Problem requirements:
Repeat the whole listing exactly, leaving nothing out.

Exercise data:
PR #2797, opened 2024-10-04
Add default bash interpreter shebang to scripts without one

### LINKED ISSUE #2784: running shell scripts without shebang causes SIP detection to fail
Latest macOS update, Sequoia (15.0) broke running shell scripts using mirrord. Specifically, it looks like it broke the SIP detection somehow.

To reproduce create a script called fun.sh:
```sh
#/bin/sh
curl http://ip-info
```

then
 on 
`MIRRORD_PROGRESS_MODE=off RUST_LOG=mirrord=trace mirrord exec -t deployment/ip-visit-counter -- ./fun.sh`

you get 
```
2024-09-27T15:23:39.388168Z TRACE start: mirrord_sip::main: No SIP detected on "./sha.sh"
* Could not resolve host: ip-info
* Closing connection
curl: (6) Could not resolve host: ip-info
```

gememma:
Closes #2784

### DIFF
--- a/mirrord/sip/src/lib.rs
+++ b/mirrord/sip/src/lib.rs
@@ -444,6 +444,7 @@ mod main {
 
     /// SIP check for binaries.
     fn is_binary_sip(path: &Path, patch_binaries: &[String]) -> Result<bool> {
+        dbg!(path, patch_binaries);
         // Patch binary if it is in the list of binaries to patch.
         // See `ends_with` docs for understanding better when it returns true.
         Ok(patch_binaries.iter().any(|x| path.ends_with(x))
@@ -480,7 +481,15 @@ mod main {
             return Ok(NoSip);
         }
 
-        if let Some(shebang) = read_shebang_from_file(&complete_path)? {
+        if let Ok(option) = read_shebang_from_file(&complete_path) {
+            let shebang = match option {
+                Some(shebang) => shebang,
+                None => ScriptShebang {
+                    interpreter_path: which("bash")?,
+                    start_of_rest_of_file: 0, /* FIX: this causes the first line of the script to
+                                               * be ignored */
+                },
+            };
             let interpreter_complete_path = get_complete_path(&shebang.interpreter_path)?;
             if is_in_mirrord_tmp_dir(&interpreter_complete_path)? {
                 return Ok(NoSip);
@@ -563,7 +572,7 @@ mod main {
     /// If it is not, `Ok(None)`.
     /// Propagate errors.
     pub fn sip_patch(binary_path: &str, patch_binaries: &[String]) -> Result<Option<String>> {
-        match get_sip_status(binary_path, patch_binaries) {
+        match dbg!(get_sip_status(binary_path, patch_binaries)) {
             Ok(SipScript { path, shebang }) => {
                 let patched_interpreter = patch_binary(&shebang.interpreter_path)?;
                 let patched_script = patch_script(
--- a/mirrord/sip/src/lib.rs
+++ b/mirrord/sip/src/lib.rs
@@ -444,7 +444,6 @@ mod main {
 
     /// SIP check for binaries.
     fn is_binary_sip(path: &Path, patch_binaries: &[String]) -> Result<bool> {
-        dbg!(path, patch_binaries);
         // Patch binary if it is in the list of binaries to patch.
         // See `ends_with` docs for understanding better when it returns true.
         Ok(patch_binaries.iter().any(|x| path.ends_with(x))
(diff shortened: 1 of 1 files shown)


mirrord/sip/src/lib.rs
```diff
@@ -480,7 +480,15 @@ mod main {
             return Ok(NoSip);
         }
 
-        if let Some(shebang) = read_shebang_from_file(&complete_path)? {
+        if let Ok(option) = read_shebang_from_file(&complete_path) {
+            let shebang = match option {
+                Some(shebang) => shebang,
+                None => ScriptShebang {
+                    interpreter_path: which("bash")?,
```
aviramha, line 487: use `$SHELL`

mirrord/sip/src/lib.rs
```diff
@@ -480,7 +480,15 @@ mod main {
             return Ok(NoSip);
         }
 
-        if let Some(shebang) = read_shebang_from_file(&complete_path)? {
+        if let Ok(option) = read_shebang_from_file(&complete_path) {
+            let shebang = match option {
+                Some(shebang) => shebang,
+                None => ScriptShebang {
```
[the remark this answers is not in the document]
gememma: i think that non-text files will return an `Err` instead of an `Ok(Option)` here from `read_shebang_from_file()`, but maybe i'm wrong 👀 I'll test with binaries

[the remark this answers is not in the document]
gememma: you were correct, this breaks the expected distrinction between SipScript and SipBinary 🙃 needs an additional check

mirrord/sip/src/lib.rs
```diff
@@ -480,7 +486,28 @@ mod main {
...
+                if is_sip {
+                    SipBinary(complete_path)
+                } else {
+                    NoSip
+                }
+            })
+        } else {
+            // find shebang or use the default from $SHELL
+            let shebang = match read_shebang_from_file(&complete_path)? {
+                Some(shebang) => shebang,
```
DmitryDodzin, line 503: I'd do it with `.unwrap_or_else` instead of match statement here

mirrord/sip/src/lib.rs
```diff
@@ -480,7 +486,28 @@ mod main {
             return Ok(NoSip);
         }
 
-        if let Some(shebang) = read_shebang_from_file(&complete_path)? {
+        // determine if file is object file
+        let data = std::fs::read(&complete_path)?;
```
DmitryDodzin, line 490: We load the target binary in it's entirety twice into memory here because the data is only passed as ref and not consumed by it, I don't think this is an issue in most cases unless the target binary is huge for some reason (multiple hundreds of MB or even several GB). I would take a look at maybe changing `is_binary_sip ` & `is_code_signed` to use the `MachFile` directly instead of paths (or with both if necessary) instead of creating them inside of them

DmitryDodzin (changes requested):
I would update some apis to prevent double loading of target binary into memory to prevent any possible issues with large binaries right now and so it'll be more straightforward to change it if large binaries do turn out of being an issue + couple of nitpicks =]

mirrord/sip/src/lib.rs
```diff
@@ -8,7 +8,7 @@ mod rpath;
 
 mod main {
     use std::{
-        env,
+        env::{self},
```
DmitryDodzin, line 11:
```suggestion
        env,
```

mirrord/sip/src/lib.rs
```diff
@@ -443,11 +444,11 @@ mod main {
     }
 
     /// SIP check for binaries.
-    fn is_binary_sip(path: &Path, patch_binaries: &[String]) -> Result<bool> {
+    fn is_binary_sip(path: &Path, data: &Vec<u8>, patch_binaries: &[String]) -> Result<bool> {
```
DmitryDodzin, line 447:
```suggestion
    fn is_binary_sip(path: &Path, data: &[u8], patch_binaries: &[String]) -> Result<bool> {
```

mirrord/sip/src/lib.rs
```diff
@@ -419,12 +425,7 @@ mod main {
...
     /// Checks if binary is signed with either `RUNTIME` or `RESTRICTED` flags.
     /// The code ignores error to allow smoother fallbacks.
-    fn is_code_signed(path: &Path) -> bool {
-        let data = match std::fs::read(path) {
-            Ok(data) => data,
-            Err(_) => return false,
-        };
-
+    fn is_code_signed(data: &Vec<u8>) -> bool {
         if let Ok(mach) = MachFile::parse(data.as_ref()) {
```
DmitryDodzin, line 429:
```suggestion
    fn is_code_signed(data: &[u8]) -> bool {
        if let Ok(mach) = MachFile::parse(data) {
```

DmitryDodzin (approved):
LGTM =] Some tiny nitpicks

Task output:
PR #2797, opened 2024-10-04
Add default bash interpreter shebang to scripts without one

### LINKED ISSUE #2784: running shell scripts without shebang causes SIP detection to fail
Latest macOS update, Sequoia (15.0) broke running shell scripts using mirrord. Specifically, it looks like it broke the SIP detection somehow.

To reproduce create a script called fun.sh:
```sh
#/bin/sh
curl http://ip-info
```

then
 on 
`MIRRORD_PROGRESS_MODE=off RUST_LOG=mirrord=trace mirrord exec -t deployment/ip-visit-counter -- ./fun.sh`

you get 
```
2024-09-27T15:23:39.388168Z TRACE start: mirrord_sip::main: No SIP detected on "./sha.sh"
* Could not resolve host: ip-info
* Closing connection
curl: (6) Could not resolve host: ip-info
```

gememma:
Closes #2784

### DIFF
--- a/mirrord/sip/src/lib.rs
+++ b/mirrord/sip/src/lib.rs
@@ -444,6 +444,7 @@ mod main {
 
     /// SIP check for binaries.
     fn is_binary_sip(path: &Path, patch_binaries: &[String]) -> Result<bool> {
+        dbg!(path, patch_binaries);
         // Patch binary if it is in the list of binaries to patch.
         // See `ends_with` docs for understanding better when it returns true.
         Ok(patch_binaries.iter().any(|x| path.ends_with(x))
@@ -480,7 +481,15 @@ mod main {
             return Ok(NoSip);
         }
 
-        if let Some(shebang) = read_shebang_from_file(&complete_path)? {
+        if let Ok(option) = read_shebang_from_file(&complete_path) {
+            let shebang = match option {
+                Some(shebang) => shebang,
+                None => ScriptShebang {
+                    interpreter_path: which("bash")?,
+                    start_of_rest_of_file: 0, /* FIX: this causes the first line of the script to
+                                               * be ignored */
+                },
+            };
             let interpreter_complete_path = get_complete_path(&shebang.interpreter_path)?;
             if is_in_mirrord_tmp_dir(&interpreter_complete_path)? {
                 return Ok(NoSip);
@@ -563,7 +572,7 @@ mod main {
     /// If it is not, `Ok(None)`.
     /// Propagate errors.
     pub fn sip_patch(binary_path: &str, patch_binaries: &[String]) -> Result<Option<String>> {
-        match get_sip_status(binary_path, patch_binaries) {
+        match dbg!(get_sip_status(binary_path, patch_binaries)) {
             Ok(SipScript { path, shebang }) => {
                 let patched_interpreter = patch_binary(&shebang.interpreter_path)?;
                 let patched_script = patch_script(
--- a/mirrord/sip/src/lib.rs
+++ b/mirrord/sip/src/lib.rs
@@ -444,7 +444,6 @@ mod main {
 
     /// SIP check for binaries.
     fn is_binary_sip(path: &Path, patch_binaries: &[String]) -> Result<bool> {
-        dbg!(path, patch_binaries);
         // Patch binary if it is in the list of binaries to patch.
         // See `ends_with` docs for understanding better when it returns true.
         Ok(patch_binaries.iter().any(|x| path.ends_with(x))
(diff shortened: 1 of 1 files shown)


mirrord/sip/src/lib.rs
```diff
@@ -480,7 +480,15 @@ mod main {
             return Ok(NoSip);
         }
 
-        if let Some(shebang) = read_shebang_from_file(&complete_path)? {
+        if let Ok(option) = read_shebang_from_file(&complete_path) {
+            let shebang = match option {
+                Some(shebang) => shebang,
+                None => ScriptShebang {
+                    interpreter_path: which("bash")?,
```
aviramha, line 487: use `$SHELL`

mirrord/sip/src/lib.rs
```diff
@@ -480,7 +480,15 @@ mod main {
             return Ok(NoSip);
         }
 
-        if let Some(shebang) = read_shebang_from_file(&complete_path)? {
+        if let Ok(option) = read_shebang_from_file(&complete_path) {
+            let shebang = match option {
+                Some(shebang) => shebang,
+                None => ScriptShebang {
```
[the remark this answers is not in the document]
gememma: i think that non-text files will return an `Err` instead of an `Ok(Option)` here from `read_shebang_from_file()`, but maybe i'm wrong 👀 I'll test with binaries

[the remark this answers is not in the document]
gememma: you were correct, this breaks the expected distrinction between SipScript and SipBinary 🙃 needs an additional check

mirrord/sip/src/lib.rs
```diff
@@ -480,7 +486,28 @@ mod main {
...
+                if is_sip {
+                    SipBinary(complete_path)
+                } else {
+                    NoSip
+                }
+            })
+        } else {
+            // find shebang or use the default from $SHELL
+            let shebang = match read_shebang_from_file(&complete_path)? {
+                Some(shebang) => shebang,
```
DmitryDodzin, line 503: I'd do it with `.unwrap_or_else` instead of match statement here

mirrord/sip/src/lib.rs
```diff
@@ -480,7 +486,28 @@ mod main {
             return Ok(NoSip);
         }
 
-        if let Some(shebang) = read_shebang_from_file(&complete_path)? {
+        // determine if file is object file
+        let data = std::fs::read(&complete_path)?;
```
DmitryDodzin, line 490: We load the target binary in it's entirety twice into memory here because the data is only passed as ref and not consumed by it, I don't think this is an issue in most cases unless the target binary is huge for some reason (multiple hundreds of MB or even several GB). I would take a look at maybe changing `is_binary_sip ` & `is_code_signed` to use the `MachFile` directly instead of paths (or with both if necessary) instead of creating them inside of them

DmitryDodzin (changes requested):
I would update some apis to prevent double loading of target binary into memory to prevent any possible issues with large binaries right now and so it'll be more straightforward to change it if large binaries do turn out of being an issue + couple of nitpicks =]

mirrord/sip/src/lib.rs
```diff
@@ -8,7 +8,7 @@ mod rpath;
 
 mod main {
     use std::{
-        env,
+        env::{self},
```
DmitryDodzin, line 11:
```suggestion
        env,
```

mirrord/sip/src/lib.rs
```diff
@@ -443,11 +444,11 @@ mod main {
     }
 
     /// SIP check for binaries.
-    fn is_binary_sip(path: &Path, patch_binaries: &[String]) -> Result<bool> {
+    fn is_binary_sip(path: &Path, data: &Vec<u8>, patch_binaries: &[String]) -> Result<bool> {
```
DmitryDodzin, line 447:
```suggestion
    fn is_binary_sip(path: &Path, data: &[u8], patch_binaries: &[String]) -> Result<bool> {
```

mirrord/sip/src/lib.rs
```diff
@@ -419,12 +425,7 @@ mod main {
...
     /// Checks if binary is signed with either `RUNTIME` or `RESTRICTED` flags.
     /// The code ignores error to allow smoother fallbacks.
-    fn is_code_signed(path: &Path) -> bool {
-        let data = match std::fs::read(path) {
-            Ok(data) => data,
-            Err(_) => return false,
-        };
-
+    fn is_code_signed(data: &Vec<u8>) -> bool {
         if let Ok(mach) = MachFile::parse(data.as_ref()) {
```
DmitryDodzin, line 429:
```suggestion
    fn is_code_signed(data: &[u8]) -> bool {
        if let Ok(mach) = MachFile::parse(data) {
```

DmitryDodzin (approved):
LGTM =] Some tiny nitpicks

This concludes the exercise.